Work instructions: The answer must be an exact reproduction of the lines from the start of the records below through the line containing "This obliges each", and nothing more.

Given data:
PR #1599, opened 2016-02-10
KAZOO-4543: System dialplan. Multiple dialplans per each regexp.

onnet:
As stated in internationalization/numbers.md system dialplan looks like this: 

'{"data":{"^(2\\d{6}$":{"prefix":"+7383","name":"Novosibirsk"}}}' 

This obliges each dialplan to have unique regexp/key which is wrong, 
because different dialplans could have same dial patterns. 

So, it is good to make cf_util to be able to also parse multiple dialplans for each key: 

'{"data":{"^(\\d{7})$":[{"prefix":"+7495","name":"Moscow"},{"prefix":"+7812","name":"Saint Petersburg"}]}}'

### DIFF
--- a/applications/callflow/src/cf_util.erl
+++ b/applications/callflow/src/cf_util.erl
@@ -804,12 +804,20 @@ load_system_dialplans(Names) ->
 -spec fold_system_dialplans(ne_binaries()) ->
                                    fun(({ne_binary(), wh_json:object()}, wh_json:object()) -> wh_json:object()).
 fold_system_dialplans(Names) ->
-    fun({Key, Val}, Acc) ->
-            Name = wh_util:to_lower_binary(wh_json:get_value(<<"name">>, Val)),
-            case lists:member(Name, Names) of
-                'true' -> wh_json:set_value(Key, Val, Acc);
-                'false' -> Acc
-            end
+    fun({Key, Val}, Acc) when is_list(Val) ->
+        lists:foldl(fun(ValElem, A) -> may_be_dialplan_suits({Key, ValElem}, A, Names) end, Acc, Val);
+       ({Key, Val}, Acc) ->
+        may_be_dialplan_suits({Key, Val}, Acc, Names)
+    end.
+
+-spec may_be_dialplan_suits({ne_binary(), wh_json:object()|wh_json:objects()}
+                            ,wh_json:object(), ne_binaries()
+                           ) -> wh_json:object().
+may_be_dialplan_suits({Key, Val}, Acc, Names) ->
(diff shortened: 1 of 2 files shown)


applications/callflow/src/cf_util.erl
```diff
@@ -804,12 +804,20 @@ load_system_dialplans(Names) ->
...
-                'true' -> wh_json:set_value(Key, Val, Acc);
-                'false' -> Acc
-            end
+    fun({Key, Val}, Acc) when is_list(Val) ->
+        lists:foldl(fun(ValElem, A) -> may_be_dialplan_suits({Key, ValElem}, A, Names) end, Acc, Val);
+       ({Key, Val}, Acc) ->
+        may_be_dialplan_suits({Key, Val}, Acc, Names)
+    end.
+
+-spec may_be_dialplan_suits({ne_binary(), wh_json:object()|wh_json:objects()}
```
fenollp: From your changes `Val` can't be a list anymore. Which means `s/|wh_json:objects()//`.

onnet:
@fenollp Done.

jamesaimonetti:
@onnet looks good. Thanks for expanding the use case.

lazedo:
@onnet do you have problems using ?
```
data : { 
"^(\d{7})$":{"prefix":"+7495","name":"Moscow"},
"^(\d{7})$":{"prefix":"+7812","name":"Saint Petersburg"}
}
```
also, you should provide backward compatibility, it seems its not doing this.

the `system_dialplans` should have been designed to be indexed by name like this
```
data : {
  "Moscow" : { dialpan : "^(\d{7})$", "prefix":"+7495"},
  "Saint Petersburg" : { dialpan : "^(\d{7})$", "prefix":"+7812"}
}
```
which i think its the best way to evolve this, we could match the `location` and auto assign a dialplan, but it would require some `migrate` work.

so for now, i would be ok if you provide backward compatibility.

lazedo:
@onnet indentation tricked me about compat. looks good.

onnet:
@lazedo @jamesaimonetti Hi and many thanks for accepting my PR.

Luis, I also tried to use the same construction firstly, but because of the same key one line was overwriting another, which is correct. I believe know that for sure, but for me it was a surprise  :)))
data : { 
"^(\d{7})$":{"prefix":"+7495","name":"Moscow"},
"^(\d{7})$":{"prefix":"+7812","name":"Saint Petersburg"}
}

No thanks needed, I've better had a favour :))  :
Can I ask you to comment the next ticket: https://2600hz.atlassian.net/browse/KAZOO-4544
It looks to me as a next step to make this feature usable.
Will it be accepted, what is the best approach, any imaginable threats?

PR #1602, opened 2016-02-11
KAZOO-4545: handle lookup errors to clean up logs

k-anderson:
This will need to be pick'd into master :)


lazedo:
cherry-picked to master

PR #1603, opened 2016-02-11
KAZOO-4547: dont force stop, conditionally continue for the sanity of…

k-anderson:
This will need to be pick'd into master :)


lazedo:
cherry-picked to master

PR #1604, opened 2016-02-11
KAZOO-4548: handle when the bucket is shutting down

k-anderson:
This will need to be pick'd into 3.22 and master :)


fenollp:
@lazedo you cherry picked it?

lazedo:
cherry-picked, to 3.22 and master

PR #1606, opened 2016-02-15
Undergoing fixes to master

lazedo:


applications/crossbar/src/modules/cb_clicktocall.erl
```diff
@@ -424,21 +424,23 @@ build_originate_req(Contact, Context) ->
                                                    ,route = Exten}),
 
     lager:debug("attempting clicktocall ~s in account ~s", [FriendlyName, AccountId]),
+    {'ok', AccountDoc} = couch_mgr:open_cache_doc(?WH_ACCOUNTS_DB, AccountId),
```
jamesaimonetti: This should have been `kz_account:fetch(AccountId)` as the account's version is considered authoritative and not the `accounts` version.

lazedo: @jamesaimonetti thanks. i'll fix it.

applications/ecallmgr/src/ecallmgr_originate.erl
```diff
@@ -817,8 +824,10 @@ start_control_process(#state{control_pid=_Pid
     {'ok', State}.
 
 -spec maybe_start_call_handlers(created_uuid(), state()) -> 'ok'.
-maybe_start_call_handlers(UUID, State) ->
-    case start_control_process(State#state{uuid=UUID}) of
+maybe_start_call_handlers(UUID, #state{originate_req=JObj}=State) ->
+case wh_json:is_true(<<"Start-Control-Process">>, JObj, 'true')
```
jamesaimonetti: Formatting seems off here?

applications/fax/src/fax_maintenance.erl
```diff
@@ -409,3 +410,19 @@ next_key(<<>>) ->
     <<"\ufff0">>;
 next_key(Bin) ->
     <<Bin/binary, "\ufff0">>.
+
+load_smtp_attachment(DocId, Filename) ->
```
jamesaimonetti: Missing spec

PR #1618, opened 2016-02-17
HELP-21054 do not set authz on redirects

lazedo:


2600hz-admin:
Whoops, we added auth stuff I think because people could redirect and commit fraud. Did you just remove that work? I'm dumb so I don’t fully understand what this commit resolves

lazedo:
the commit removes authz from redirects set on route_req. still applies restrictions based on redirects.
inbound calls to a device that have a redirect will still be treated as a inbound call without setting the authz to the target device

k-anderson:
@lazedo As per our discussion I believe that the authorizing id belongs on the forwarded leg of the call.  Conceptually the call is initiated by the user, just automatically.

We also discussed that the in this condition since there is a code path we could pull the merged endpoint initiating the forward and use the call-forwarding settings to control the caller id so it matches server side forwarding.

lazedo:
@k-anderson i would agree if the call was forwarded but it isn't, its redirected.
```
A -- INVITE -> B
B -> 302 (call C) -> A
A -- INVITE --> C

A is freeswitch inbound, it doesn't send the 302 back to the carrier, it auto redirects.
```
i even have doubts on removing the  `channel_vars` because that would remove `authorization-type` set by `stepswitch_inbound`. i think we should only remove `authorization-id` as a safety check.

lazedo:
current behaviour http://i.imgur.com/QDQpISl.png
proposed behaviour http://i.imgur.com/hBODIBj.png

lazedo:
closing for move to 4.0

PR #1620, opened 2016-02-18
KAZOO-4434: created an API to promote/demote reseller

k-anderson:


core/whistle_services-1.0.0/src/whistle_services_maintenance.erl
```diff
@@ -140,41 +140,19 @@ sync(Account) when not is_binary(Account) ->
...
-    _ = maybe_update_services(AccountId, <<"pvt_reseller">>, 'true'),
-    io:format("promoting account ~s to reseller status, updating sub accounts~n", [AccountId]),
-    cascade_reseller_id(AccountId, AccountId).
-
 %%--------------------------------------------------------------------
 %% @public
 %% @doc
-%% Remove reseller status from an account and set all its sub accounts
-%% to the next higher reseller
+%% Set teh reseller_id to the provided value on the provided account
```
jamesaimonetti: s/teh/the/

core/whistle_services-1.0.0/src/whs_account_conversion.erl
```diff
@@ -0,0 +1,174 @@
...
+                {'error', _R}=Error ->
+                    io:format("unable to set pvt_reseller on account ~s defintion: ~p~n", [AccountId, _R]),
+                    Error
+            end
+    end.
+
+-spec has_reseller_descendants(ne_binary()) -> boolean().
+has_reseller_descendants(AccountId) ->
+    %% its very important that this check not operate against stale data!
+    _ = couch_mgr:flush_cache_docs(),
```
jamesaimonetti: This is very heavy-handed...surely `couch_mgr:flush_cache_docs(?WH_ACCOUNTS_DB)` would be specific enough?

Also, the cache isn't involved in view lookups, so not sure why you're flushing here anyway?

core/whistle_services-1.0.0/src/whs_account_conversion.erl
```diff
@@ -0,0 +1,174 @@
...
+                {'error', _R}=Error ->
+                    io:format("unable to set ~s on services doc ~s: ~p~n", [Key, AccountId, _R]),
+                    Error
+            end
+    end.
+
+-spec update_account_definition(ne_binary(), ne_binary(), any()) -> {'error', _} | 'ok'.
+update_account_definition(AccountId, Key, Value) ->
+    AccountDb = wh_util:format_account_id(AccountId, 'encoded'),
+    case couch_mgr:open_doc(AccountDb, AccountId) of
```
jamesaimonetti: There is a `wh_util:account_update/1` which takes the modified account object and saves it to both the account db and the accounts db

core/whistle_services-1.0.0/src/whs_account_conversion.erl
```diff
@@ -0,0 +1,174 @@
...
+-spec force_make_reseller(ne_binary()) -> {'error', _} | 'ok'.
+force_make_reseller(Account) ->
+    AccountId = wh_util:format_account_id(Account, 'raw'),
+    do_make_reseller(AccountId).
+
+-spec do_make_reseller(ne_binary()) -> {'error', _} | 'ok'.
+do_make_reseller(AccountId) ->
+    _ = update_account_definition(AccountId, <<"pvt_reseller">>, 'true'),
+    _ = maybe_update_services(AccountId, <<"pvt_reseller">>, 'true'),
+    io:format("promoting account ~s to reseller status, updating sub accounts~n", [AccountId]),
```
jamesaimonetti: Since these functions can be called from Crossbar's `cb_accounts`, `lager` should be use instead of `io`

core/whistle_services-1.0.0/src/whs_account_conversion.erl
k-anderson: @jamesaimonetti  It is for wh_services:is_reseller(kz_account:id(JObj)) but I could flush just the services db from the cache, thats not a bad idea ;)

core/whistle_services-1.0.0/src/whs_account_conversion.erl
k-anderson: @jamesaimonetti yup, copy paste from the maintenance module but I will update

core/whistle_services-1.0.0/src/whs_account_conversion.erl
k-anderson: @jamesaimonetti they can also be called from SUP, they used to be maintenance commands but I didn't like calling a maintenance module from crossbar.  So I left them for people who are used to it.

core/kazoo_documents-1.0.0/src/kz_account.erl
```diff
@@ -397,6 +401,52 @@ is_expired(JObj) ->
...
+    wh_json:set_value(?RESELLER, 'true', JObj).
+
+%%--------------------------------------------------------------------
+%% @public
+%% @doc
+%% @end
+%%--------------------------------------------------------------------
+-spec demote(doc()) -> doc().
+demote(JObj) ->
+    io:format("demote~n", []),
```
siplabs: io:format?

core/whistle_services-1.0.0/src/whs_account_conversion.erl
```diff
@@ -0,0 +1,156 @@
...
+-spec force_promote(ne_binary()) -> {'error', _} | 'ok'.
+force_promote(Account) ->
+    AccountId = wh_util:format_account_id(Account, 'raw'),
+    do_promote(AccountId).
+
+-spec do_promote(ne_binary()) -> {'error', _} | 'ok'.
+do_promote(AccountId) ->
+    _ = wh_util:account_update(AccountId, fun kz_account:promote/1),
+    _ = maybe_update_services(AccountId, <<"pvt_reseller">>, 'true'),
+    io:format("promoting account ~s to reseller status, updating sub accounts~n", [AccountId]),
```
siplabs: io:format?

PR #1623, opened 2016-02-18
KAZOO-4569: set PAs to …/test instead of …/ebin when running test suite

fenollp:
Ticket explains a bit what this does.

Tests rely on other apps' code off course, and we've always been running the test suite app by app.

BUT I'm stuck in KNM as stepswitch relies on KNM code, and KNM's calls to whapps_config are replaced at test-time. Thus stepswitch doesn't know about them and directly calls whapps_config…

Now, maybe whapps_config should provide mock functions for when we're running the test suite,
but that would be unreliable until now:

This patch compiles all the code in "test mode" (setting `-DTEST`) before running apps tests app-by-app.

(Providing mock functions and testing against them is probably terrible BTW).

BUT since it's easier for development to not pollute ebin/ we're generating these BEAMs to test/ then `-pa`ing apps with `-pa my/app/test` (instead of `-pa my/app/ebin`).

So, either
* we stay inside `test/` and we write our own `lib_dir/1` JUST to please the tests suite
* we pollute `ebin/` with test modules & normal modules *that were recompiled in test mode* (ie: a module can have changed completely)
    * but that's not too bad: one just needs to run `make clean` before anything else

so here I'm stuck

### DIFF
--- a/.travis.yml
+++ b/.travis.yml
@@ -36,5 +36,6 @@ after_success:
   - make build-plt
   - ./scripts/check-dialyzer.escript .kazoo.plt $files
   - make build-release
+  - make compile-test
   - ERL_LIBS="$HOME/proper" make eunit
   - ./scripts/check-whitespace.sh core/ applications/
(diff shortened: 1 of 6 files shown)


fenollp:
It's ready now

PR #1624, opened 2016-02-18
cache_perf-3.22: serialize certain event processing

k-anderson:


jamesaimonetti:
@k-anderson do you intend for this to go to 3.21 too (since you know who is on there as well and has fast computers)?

Answer space:
PR #1599, opened 2016-02-10
KAZOO-4543: System dialplan. Multiple dialplans per each regexp.

onnet:
As stated in internationalization/numbers.md system dialplan looks like this: 

'{"data":{"^(2\\d{6}$":{"prefix":"+7383","name":"Novosibirsk"}}}' 

This obliges each dialplan to have unique regexp/key which is wrong, 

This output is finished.